Stored data:
+ + +
PR #407, opened 2025-07-21
docs: add self hosting directions + link to repo

### LINKED ISSUE #406: docs: info about how to self-host streamplace

espeon:
https://github.com/streamplace/selfhosting

### DIFF
--- a/js/docs/src/content/docs/guides/start-streaming/self-host.md
+++ b/js/docs/src/content/docs/guides/start-streaming/self-host.md
@@ -1,0 +1,193 @@
+---
+title: Self-Hosting Streamplace
+description:
+  Self-host a personal copy of Streamplace using Docker and systemd. For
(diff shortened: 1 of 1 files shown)


iameli:
I don't really wanna recommend doing it like this :cry: Too many moving parts, too much conceptual complexity - would prefer to do https://github.com/streamplace/streamplace/issues/412 over Caddy and https://github.com/streamplace/streamplace/issues/403 over the Mist sidecar and https://github.com/streamplace/streamplace/issues/411 over telling people to write one one. We can keep your repo in there but if we put this in the docs people will want to run it like this and we'll have to tell 'em to change everything later

Those tickets I listed can be super high priority though! Kinda the point of the next big multi-node push

espeon:
hmm fair enough, may as well look at doing those instead and revisit this idea in the future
+ + +
* [Instructions to follow] Please repeat the lines above exactly, beginning with the line that contains "I don't really" and ending with the final one.

* [Answer]
I don't really wanna recommend doing it like this :cry: Too many moving parts, too much conceptual complexity - would prefer to do https://github.com/streamplace/streamplace/issues/412 over Caddy and https://github.com/streamplace/streamplace/issues/403 over the Mist sidecar and https://github.com/streamplace/streamplace/issues/411 over telling people to write one one. We can keep your repo in there but if we put this in the docs people will want to run it like this and we'll have to tell 'em to change everything later

Those tickets I listed can be super high priority though! Kinda the point of the next big multi-node push

espeon:
hmm fair enough, may as well look at doing those instead and revisit this idea in the future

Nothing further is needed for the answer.